### WORK TO BE COMPLETED
Below are entries. Pull out all lines containing "true".

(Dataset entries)
....................

PR #4459, opened 2020-12-19
AK: Generalize AK::String::to_int() for more types

### LINKED ISSUE #4377: Feature request: AK: Convert string to long long
It would be nice for there to be an equivalent of `String::to_int()` for 64 bit types.

ccapitalK:
Fixes #4377.

### DIFF
--- a/AK/FlyString.cpp
+++ b/AK/FlyString.cpp
@@ -85,10 +85,27 @@ FlyString::FlyString(const char* string)
 {
 }
 
-Optional<int> FlyString::to_int() const
+template<typename T>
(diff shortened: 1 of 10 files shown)


awesomekling:
Please add some unit tests under `AK/Tests/` so we know these work correctly :)

ccapitalK:
I've added tests and overflow checking, which broke the JsonParser test because the 4chan catalog test file had some integers that were larger than 32bits (previously, the parser stored garbage values there, but it wasn't checked so it was fine). I've partially fixed it, but eventually someone will have to write a proper json number parser.

PR #4507, opened 2020-12-23
LibJS: Implement String.prototype.endsWith()

XavierCooney:
The relevant spec: https://tc39.es/ecma262/#sec-string.prototype.endswith.


Libraries/LibJS/Runtime/StringPrototype.cpp
```diff
@@ -185,6 +186,40 @@ JS_DEFINE_NATIVE_FUNCTION(StringPrototype::starts_with)
     return Value(string.substring(start, search_string_length) == search_string);
 }
 
+JS_DEFINE_NATIVE_FUNCTION(StringPrototype::ends_with)
+{
+    auto string = ak_string_from(vm, global_object);
+    if (string.is_null())
+        return {};
+    if (!vm.argument_count())
```
linusg, line 194: This is not part of the spec and therefore incorrect.

linusg (changes requested):
If you don't want to implement steps 3 and 4, please at least add a FIXME comment. :)

Libraries/LibJS/Runtime/StringPrototype.cpp
```diff
@@ -185,6 +186,40 @@ JS_DEFINE_NATIVE_FUNCTION(StringPrototype::starts_with)
...
+
+    auto search_string = vm.argument(0).to_string(global_object);
+    if (vm.exception())
+        return {};
+
+    auto string_length = string.length();
+    auto search_string_length = search_string.length();
+
+    size_t end = string_length;
+    if (vm.argument_count() > 1) {
```
linusg, line 205: This is differently in the spec, there's a difference between argument is undefined and argument doesn't exist

Libraries/LibJS/Runtime/StringPrototype.cpp
```diff
@@ -185,6 +186,40 @@ JS_DEFINE_NATIVE_FUNCTION(StringPrototype::starts_with)
...
+        auto number = vm.argument(1).to_number(global_object);
+        if (vm.exception())
+            return {};
+        end = min(string_length, number.to_size_t(global_object));
```
linusg, line 209: Please do not use to_size_t anymore, it's not part of the spec - use the function that's actually being used instead :)

XavierCooney:
Thanks, things should be corrected now, and I've added a few more tests for the cases I got wrong :).

Libraries/LibJS/Runtime/StringPrototype.cpp
```diff
@@ -185,6 +186,77 @@ JS_DEFINE_NATIVE_FUNCTION(StringPrototype::starts_with)
...
+static bool is_regexp(VM& vm, GlobalObject& global_object, Value possible_regexp)
+{
+    if (!possible_regexp.is_object())
+        return false;
+
+    auto matcher = possible_regexp.as_object().get(vm.well_known_symbol_match());
+    if (vm.exception())
+        return false;
+    if (!matcher.is_empty() && !matcher.is_undefined()) {
+        return !matcher.to_boolean();
```
linusg, line 198: When the spec says "If matcher is not undefined, return ! ToBoolean(matcher).", the "!" just means the operation cannot throw, and not exception check is needed (yes, it's a confusing way to express this):

https://tc39.es/ecma262/#sec-returnifabrupt-shorthands

> Similarly, prefix ! is used to indicate that the following invocation of an abstract or syntax-directed operation will never return an abrupt completion and that the resulting Completion Record's [[Value]] field should be used in place of the return value of the operation.

So:

```suggestion
        return matcher.to_boolean();
```

Libraries/LibJS/Runtime/StringPrototype.cpp
```diff
@@ -185,6 +186,77 @@ JS_DEFINE_NATIVE_FUNCTION(StringPrototype::starts_with)
...
+    }
+
+    auto regexp_as_object = possible_regexp.to_object(global_object);
+    if (vm.exception())
+        return false;
+    if (regexp_as_object->is_regexp_object()) {
+        return true;
+    }
```
linusg, line 206: We already checked that `possible_regexp` is an object, so we can use `as_object()` and don't need an exception check:

```suggestion
    if (possible_regexp.as_object(global_object).is_regexp_object())
        return true;
```

Libraries/LibJS/Runtime/StringPrototype.cpp
```diff
@@ -185,6 +186,77 @@ JS_DEFINE_NATIVE_FUNCTION(StringPrototype::starts_with)
...
+
+JS_DEFINE_NATIVE_FUNCTION(StringPrototype::ends_with)
+{
+    auto string = ak_string_from(vm, global_object);
+    if (string.is_null())
+        return {};
+
+    auto search_string_value = vm.argument(0);
+    if (vm.exception())
+        return {};
```
linusg, line 219: No need for an exception check here :)

```suggestion
    auto search_string_value = vm.argument(0);
```

Libraries/LibJS/Runtime/StringPrototype.cpp
```diff
@@ -185,6 +186,77 @@ JS_DEFINE_NATIVE_FUNCTION(StringPrototype::starts_with)
...
+
+    bool search_is_regexp = is_regexp(vm, global_object, search_string_value);
+    if (vm.exception())
+        return {};
+    if (search_is_regexp) {
+        vm.throw_exception<TypeError>(global_object, ErrorType::IsNotA, "searchString", "string, but a regular expression");
+        return {};
+    }
+
+    auto search_string = vm.argument(0).to_string(global_object);
```
linusg, line 229:
```suggestion
    auto search_string = search_string_value.to_string(global_object);
```

Libraries/LibJS/Runtime/StringPrototype.cpp
```diff
@@ -185,6 +186,77 @@ JS_DEFINE_NATIVE_FUNCTION(StringPrototype::starts_with)
...
+            return {};
+        pos = clamp(pos_as_double, static_cast<double>(0), static_cast<double>(string_length));
+    }
+
+    if (search_string_length == 0) {
+        return Value(true);
+    }
+    if (pos < search_string_length) {
+        return Value(false);
+    }
```
linusg, line 254: Not mandatory, but you can skip the curly braces here:

```suggestion
    if (search_string_length == 0)
        return Value(true);
    if (pos < search_string_length)
        return Value(false);
```

Libraries/LibJS/Runtime/StringPrototype.cpp
```diff
@@ -185,6 +186,77 @@ JS_DEFINE_NATIVE_FUNCTION(StringPrototype::starts_with)
     return Value(string.substring(start, search_string_length) == search_string);
 }
 
+static bool is_regexp(VM& vm, GlobalObject& global_object, Value possible_regexp)
```
linusg, line 189: It [looks like the `RegExp` constructor will use this as well](https://tc39.es/ecma262/#sec-regexp-pattern-flags), so let's move it to `Value.cpp`/`Value.h`, next to all the other `is_*` functions (even though those don't take a vm and GlobalObject).

linusg (commented):
Hey, this looks great! I got a couple more suggestions, but well done :)

linusg (approved):
Awesome!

....................

### YOUR RESPONSE
+        return true;
        return true;
+        return Value(true);
        return Value(true);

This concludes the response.